**Task instructions**: Copy out each line of the data that contains "authentication".

The input: Begin

PR #1754, opened 2024-12-11
 AWS discovery Providers - add support for namespaced group tag values

sblausten:

### DIFF
--- a/plugins/backend/catalog-backend-module-aws/src/utils/tags.ts
+++ b/plugins/backend/catalog-backend-module-aws/src/utils/tags.ts
@@ -108,7 +108,10 @@ export const ownerFromTags = (
 
   if (ownerString && groups && groups.length > 0) {
     const exactMatch = groups.find(
-      g => g.metadata.name.toLowerCase() === ownerString?.toLowerCase(),
+      g =>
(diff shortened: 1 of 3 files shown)


Xantier (approved):

plugins/backend/catalog-backend-module-aws/src/utils/tags.ts
```diff
@@ -108,7 +108,10 @@ export const ownerFromTags = (
 
   if (ownerString && groups && groups.length > 0) {
     const exactMatch = groups.find(
-      g => g.metadata.name.toLowerCase() === ownerString?.toLowerCase(),
+      g =>
+        g.metadata.name.toLowerCase() === ownerString?.toLowerCase() ||
+        `${g.metadata.namespace}/${g.metadata.name}`.toLowerCase() ===
```
punkle, line 113: Do you also need to check for "group:${g.metadata.namespace}/${g.metadata.name}" and "group:${g.metadata.name}"?

sblausten: I think we shouldn't go as far as asking people to add the whole entity ref but could do also

PR #1872, opened 2025-03-21
feat(@roadiehq/backstage-plugin-argo-cd-backend): added functionality that would allow us to login using azure active directory

vanessap-aa:
Added functionality that would allow us to login using azure active directory. This is non-breaking.


plugins/backend/backstage-plugin-argo-cd-backend/README.md
```diff
@@ -89,6 +89,46 @@ argocd:
...
+    name: Azure
+    issuer: https://login.microsoftonline.com/<ClientId>/v2.0
+    clientID: <ClientId>
+    clientSecret: $oidc.azure.clientSecret
+    requestedIDTokenClaims:
+      groups:
+          essential: true
+    allowedAudiences:
+      - <ClientId>
+<ClientIdOfClientCredSp> # If a different service principal is being used for client_credentials authentication
```
Jay-Madden, line 129:
```suggestion
     - <ClientIdOfClientCredSp> # If a different service principal is being used for client_credentials authentication
```

plugins/backend/backstage-plugin-argo-cd-backend/README.md
```diff
@@ -89,6 +89,46 @@ argocd:
...
+    name: Azure
+    issuer: https://login.microsoftonline.com/<ClientId>/v2.0
+    clientID: <ClientId>
+    clientSecret: $oidc.azure.clientSecret
+    requestedIDTokenClaims:
+      groups:
+          essential: true
+    allowedAudiences:
+      - <ClientId>
+     - <ClientIdOfClientCredSp> # If a different service principal is being used for client_credentials authentication
```
vanessap-aa, line 129:
```suggestion
    allowedAudiences:
      - <ClientId>
      - <ClientIdOfClientCredSp> # If a different service principal is being used for client_credentials authentication
```

plugins/backend/backstage-plugin-argo-cd-backend/package.json
```diff
@@ -60,7 +60,8 @@
     "cross-fetch": "^3.1.4",
     "express": "^4.17.1",
     "express-promise-router": "^4.1.0",
-    "winston": "^3.2.1"
+    "winston": "^3.2.1",
+    "qs": "^6.10.3"
```
fearphage, line 64: I would recommend against editing `package.json` files by hand.

plugins/backend/backstage-plugin-argo-cd-backend/src/service/argocd.service.ts
```diff
@@ -32,8 +32,10 @@ import {
   GetArgoApplicationFetchResponse,
   getArgoApplicationInfoProps,
   terminateArgoAppOperationProps,
+  AzureConfig,
```
fearphage, line 35: Why is this named Azure config instead of something more generic like OIDC config?

.changeset/tasty-turkeys-brake.md
```diff
@@ -0,0 +1,61 @@
...
+You can now use azure active directory (Microsoft Entra ID) to authentication to Argo CD instances!
+
+**Login Priorities** (We will prioritize logins as follows):
+
+1. Instance Level Tokens
+
+   ```json
+       argocd:
+           appLocatorMethods:
+               - type: 'config'
```
fearphage, line 16: There's no need to add quotes around `config`. It's a string just like all the other values.

plugins/backend/backstage-plugin-argo-cd-backend/src/service/argocd.service.ts
```diff
@@ -207,32 +209,64 @@ export class ArgoService implements ArgoServiceApi {
...
     }
-    if (resp.status === 401) {
-      throw new Error(`Getting unauthorized for Argo CD instance ${url}`);
+
+    if (azureCredentials) {
+      const resp = await fetch(
+        `${azureCredentials.loginUrl}/${azureCredentials.tenantId}/oauth2/v2.0/token`,
+        {
+          method: 'POST',
+          body: qs.stringify({
```
fearphage, line 246: I'm not familiar with `qs`. If you just need query strings encoded, couldn't you just use `URLSearchParams`? Then you wouldn't need the library at all.

```suggestion
          body: new URLSearchParams({
```

.changeset/tasty-turkeys-brake.md
```diff
@@ -0,0 +1,61 @@
...
+              - type: 'config'
+              instances:
+                  - name: argoInstance1
+                    url: https://argoInstance1.com
+   ```
+
+4. Azure Credentials using azure login url
+
+   ```json
+      azure:
```
fearphage, line 54: There's already a `type` property on the existing configs. Could that be used to bring this inline with that config? Instead of `type: config` it could be `type: oidc` or something of that nature.

fearphage (changes requested):

.changeset/tasty-turkeys-brake.md
vanessap-aa: Hey @fearphage, It looks like we don't have much logic using this `type` field if its ANY other value. The code only looks at the argo instances if they have a type 'config'. That said, we can add more logic to support different "types", however, I feel that doing so would introduce more changes than necessary at the moment. As it stands, I do not think the `type` field is providing any value.

.changeset/tasty-turkeys-brake.md
vanessap-aa, line 16:
```suggestion
               - type: config
```

.changeset/tasty-turkeys-brake.md
```diff
@@ -0,0 +1,61 @@
...
+                   url: https://argoInstance1.com
+                   token: ${ARGOCD_AUTH_TOKEN} # Instance Level Token
+   ```
+
+2. Instance Level Username and Password
+
+   ```json
+      argocd:
+          appLocatorMethods:
+              - type: 'config'
```
vanessap-aa, line 28:
```suggestion
              - type: config
```

.changeset/tasty-turkeys-brake.md
```diff
@@ -0,0 +1,61 @@
...
+
+3. Upper Level Username and Password
+
+   ```json
+      argocd:
+          # Upper Level Username and Password
+          username: ${ARGOCD_USERNAME}
+          password: ${ARGOCD_PASSWORD}
+          appLocatorMethods:
+              - type: 'config'
```
vanessap-aa, line 45:
```suggestion
              - type: config
```

plugins/backend/backstage-plugin-argo-cd-backend/src/service/argocd.service.ts
vanessap-aa: Hey! Thanks for the suggestion. We learned something new. We went ahead and changed it and we are removing the package.

plugins/backend/backstage-plugin-argo-cd-backend/package.json
vanessap-aa: We installed this via yarn. The yarn lock didn't update because its existing.

plugins/backend/backstage-plugin-argo-cd-backend/src/service/argocd.service.ts
vanessap-aa: Its not more generic because its specific to azure login. What we will do is change the code to add the flexibility of adding other oidc login configs for later contributions.

vanessap-aa: Now looking at this, what you are pointing to is a type. So with respect to the type, i think this is accurate. However, we will still make the change I previously mentioned.

vanessap-aa:
@fearphage We completed what we felt was needed to change. Please re-review at your earliest convenience.

plugins/backend/backstage-plugin-argo-cd-backend/src/service/argocd.service.ts
fearphage: I was mostly talking about the naming convention. Nothing else in this file is named for RackSpace, AWS, GCP, etc. They are named based on the tech instead of the service provider. I was wondering why we were breaking that convention now.

plugins/backend/backstage-plugin-argo-cd-backend/package.json
fearphage: I've never seen `yarn` install a package out of order. Are you on a very old version of `yarn`?


```shell
➜  roadie-backstage-plugins git:(main) ✗ yarn --version
1.22.22
```

fearphage (approved):
The changes

Xantier (approved):

PR #1878, opened 2025-03-25
chore: upgraded `better-sqlite3` to support node `v22`

fearphage:
Upgraded `better-sqlite` so it was usable with Node `v22`. I couldn't install in Node 22 without this change.

This is similar to #1854, but I ran exactly one command:

```shell
yarn --cwd packages/backend add better-sqlite3@latest
```

> [!IMPORTANT]
>
> You're supporting version 18 of Node which isn't supported in Backstage anymore.


packages/backend/package.json
```diff
@@ -66,11 +66,11 @@
     "winston": "^3.2.1"
   },
   "devDependencies": {
-    "@types/luxon": "^3.0.0",
```
fearphage, line 69: It might be worthwhile to add a GitHub action to check for people hand editing `package.json` files.

Xantier (approved):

The input: End

**Written solution**:
+<ClientIdOfClientCredSp> # If a different service principal is being used for client_credentials authentication
     - <ClientIdOfClientCredSp> # If a different service principal is being used for client_credentials authentication
+     - <ClientIdOfClientCredSp> # If a different service principal is being used for client_credentials authentication
      - <ClientIdOfClientCredSp> # If a different service principal is being used for client_credentials authentication
+You can now use azure active directory (Microsoft Entra ID) to authentication to Argo CD instances!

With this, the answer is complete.